С Тургеневским музеем у меня дружба, они ко мне пишут, ездят и звонят. От них я знаю, что незадолго до ареста, в 36-м году, дед подарил государственному литературному институту подлинные письма Пушкина к Петру Киреевскому, архив которого принадлежал ему, позднему славянофилу, автору книг о братьях Киреевских и Алексее Степаныче Хомякове.

Я, не будь глупа, написала на адрес «Орловской правды» письмо к автору статьи, прося у него копии архивных документов, которыми он руководствовался. Редакция простодушно ответила, что передала мое письмо автору в органы госбезопасности. Копии архивных документов были мне присланы уже с печатью «федеральной службы». Я отнесла эти красноречивые бумаги в герольдию дворянского собрания.
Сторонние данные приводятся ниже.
PR #1220, opened 2026-09-18
Fix to_bytes and to_str raising a string instead of an exception

magic-peach:
# Description

`to_bytes` and `to_str` did `raise f'invalid data type {type(data)}'`, which raises a plain string instead of an exception. Python turns this into an unrelated `TypeError: exceptions must derive from BaseException` instead of the intended message. Fixed by wrapping the message in `TypeError`.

Там были несколько шокированы источником моих сведений. Но я предъявила вырезку из газеты и письмо редактора на бланке. Недоуменье улеглось, и после представленья метрических и брачных свидетельств до седьмого колена меня приняли в дворянское собранье.

17. Отдушина

По Веничкиной и моей дороге ходят поезда в Нижний Новгород, он же Горький, он же Сахаров. На них я езжу к детям на Ветлугу.

Свой первый, позднее сгоревший дом там Митька купил «по слову». Его жены Ленки дед преподавал математику в гимназии города Варнавина. Сохранились фотографии: гимназисты с учителями и батюшкой в рясе; гимназисты катаются на лодках по Ветлуге. А вот город не сохранился – теперь это село Варнавино. Слово за слово Ленка подзадорила Митьку. Тот доехал до Нижня Новгорода, дальше до станции Ветлужской по дороге на Вятку. Прошел пешком от Варнавина четыре версты до умирающей деревни Бердничихи, где из сорока дворов осталось четыре. Залюбовался с «угора» – с высокого берега – уходящими до Урала лесами и не сходя с места купил никому не нужную избу. С тех пор как я там побывала, у меня будто другие глаза вставлены. Я всё горевала, что де езжу в Эстонию да на Кавказ, а России-то не вижу. Дети, которые умнее меня, сразу взяли быка за рога.